Wednesday, July 5, 2017

Employment

We celebrated the 25th year of Team Mates with a big party last month.  I invited all of our local customers, many of our suppliers and some colleagues within the ASI industry.  I enticed them with the promise of my homemade wine, some fabulous barbecue and the chance to embroider their own shirt.  The embroidery theme won the day.

We came up with the ‘learn the art of embroidery’ concept at our 20th anniversary party.  We felt that this would give our customers a better idea of the skills involved in decorating a piece of apparel and we also wanted a chance to introduce customers to the staff at Team Mates.

A lot of people compliment me on Team Mates’ success.  My answer is that it is the people involved in this company that make it a success.  It is also our customers and suppliers.  It is not ‘my’ company.  I just work here. 

I spent several years as a consultant to small businesses.  It was not glamorous or fun, at least in my experience.  The first instruction that every owner gave me was to ‘make the company pay them back’.  It was always the same.  In each case, the owner felt that his or her investment of time, labor and money entitled them to a big return and that whatever they were getting was not enough to justify the years of work.  I only lasted about five years as a consultant.  I got tired of telling owners that they were wrong.

A business is a living, breathing entity.  It reflects its owners and as it grows, it is transformed by the employees.  It changes and adapts if it is going to survive.  It stagnates if attention is drawn from it.  If an owner demands that the business provide more cash than is actually generated, by, say, pulling out what might be considered a fair return on all those years of investment, the business will die.  The personality of a business, often confused with its 'culture' is affected by every single person who comes into contact with it.

The owner of a successful small business understands this personality. The business is capable of growth because there is ample credit and cash available.  More importantly, there is an openness and friendliness that welcomes customers and suppliers alike.  The employees work at it with energy.  The owner and managers and staff communicate. 

Several years ago, I asked our staff to help define what Team Mates is.  Yes, we do embroidery.  My questions related to what we are.  Does Team Mates have a good personality?  How do our employees view the company and what can we do to make it better?  What effect does a good customer have on our business and what happens when we have a poor customer?

The result was that we defined our relationship with the rest of the world.  We identified our ideal customers and suppliers.  We created a model for them and then actively sought them out.  Internally, we helped our employees define their relationship with the company as a whole.  

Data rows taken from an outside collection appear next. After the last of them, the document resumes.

PR #1990, opened 2020-06-07
[lib/i18n] bundle.getString can't return null

grimreaper:
Problem

bundle.getString throws an NPE instead of returning null if string can't
be found. However, we have a null check.

Solution

Remove null check. This then trivially tranforms into a more
functional-like approach.

---
This change is [Reviewable](https://reviewable.io/reviews/rptools/maptool/1990)

### DIFF
--- a/.github/ISSUE_TEMPLATE/bug_report.md
+++ b/.github/ISSUE_TEMPLATE/bug_report.md
@@ -1,6 +1,9 @@
 ---
 name: Bug report
 about: Create a report to help us improve
+title: ''
+labels: ''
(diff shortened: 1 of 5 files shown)


Phergus:
Couple problems:
- There is no issue open on this.
- It was done against `master` instead of `develop`

https://github.com/RPTools/maptool/wiki/Submitting-Pull-Requests

grimreaper:
Thanks for the info. I'll read through the guidelines now. Apologies for not doing so in advance. Same for my other one.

The process worked.  Team Mates transformed into a better company, at least in our employees' eyes.  No, I am not a believer in having all of us sit around and do meditation.  I do not look at any of this in some sort of New Age way.  We did these things in order to create our business in a way that reflected the people who work here and at the same time, allowed us to build a business plan that we actually fit.  Yes, growth, sales and profitability are part of the plan.  The definition part, though, is done with the goal of actually building a business that retains employees, takes less risk and builds long-lasting relationships with customers, suppliers and staff. 

The end result, for me, was to discover something important about me and about Team Mates.  I work for the company.  I took risks and worked hard at the beginning.  At the end of the day, though, I did not make this business.  Our employees did that.  Our customers did that.  People who walked by and noticed the company name did that.  Our suppliers helped us out.


I know that while it would be nice to get rich from all of this, it is not going to happen.  At the same time, and at very least, I have a place to work that rewards me with a little bit of money and a lot of satisfaction in knowing that I work with a really great group of people.  When we had our party, I wanted our customers to meet our employees.  I wanted them to talk, to get to know each other.  What better way to demonstrate that it isn’t just me showing the face of the company.  The attitude and dedication runs all the way through.  I think that we got the message across.